Write out every line from the listing below where the string "grep" is found.

**Supplied material:**
┄┄┄┄┄┄┄┄┄┄

PR #378, opened 2021-07-21
Add unit test run to the CI

pamarcos:
Add unit test run to the CI to ensure there are no regressions introduced

### DIFF
--- a/.travis.yml
+++ b/.travis.yml
@@ -5,4 +5,6 @@ os:
 compiler:
   - gcc
   - clang
-script: make
+script:
+  - make
+  - test/unittest/run_all.sh
--- a/test/unittest/run_all.sh
+++ b/test/unittest/run_all.sh
@@ -1,0 +1,46 @@
+#!/bin/bash
+
+# This script is intended to be used either by the CI or by a developer that
+# wants to check that no unit tests have been broken to ensure there are no
+# regressions. At the end, it reports how many tests were successful. However,
+# using grep we can easily filter out everything except for those tests that
+# time out. e.g. ./run_all.sh | grep -i timeout -B1
+
+set -u -o pipefail
+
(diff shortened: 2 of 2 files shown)


marcobambini:
Thank you so much @pamarcos for including the unit testing in the CI.
I suspect that the `max_recursion.gravity` test should be tuned to be able to run in a virtual machine.

pamarcos:
You're welcome @marcobambini! I saw that the CI on master is failing on macOS because `max_recursion.gravity` is timing out.
On my Ubuntu 20.04 it gets killed by the OS instead because of OOM:

```
[42085.761977] oom-kill:constraint=CONSTRAINT_NONE,nodemask=(null),cpuset=/,mems_allowed=0,global_oom,task_memcg=/user.slice/user-1000.slice/session-2.scope,task=gravity,pid=1320384,uid=1000
[42085.761988] Out of memory: Killed process 1320384 (gravity) total-vm:23073076kB, anon-rss:10525032kB, file-rss:36kB, shmem-rss:0kB, UID:1000 pgtables:20652kB oom_score_adj:0
[42086.077446] oom_reaper: reaped process 1320384 (gravity), now anon-rss:0kB, file-rss:0kB, shmem-rss:0kB
```

I know the CI at the moment reflects current status, but we may consider either tweaking the recursion unit test to pass in macOS, or disable that test for macOS's CI :thinking:

marcobambini:
@pamarcos there was an issue in that test, I am working on a fix right now

marcobambini:
@pamarcos should be fixed now by https://github.com/marcobambini/gravity/commit/a135732f5b0cff4d194a3a4c54f7c02f1700a379

pamarcos:
> @pamarcos should be fixed now by a135732

Cool! Thanks a lot for your effort to fix this so quick, @marcobambini! :partying_face: 
The great news is that now that all of unit tests are passing, the CI time spent went from > 2mins to slightly less than 30 seconds. Excellent :+1:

┄┄┄┄┄┄┄┄┄┄

**Answer to this problem:**
+# using grep we can easily filter out everything except for those tests that
+# time out. e.g. ./run_all.sh | grep -i timeout -B1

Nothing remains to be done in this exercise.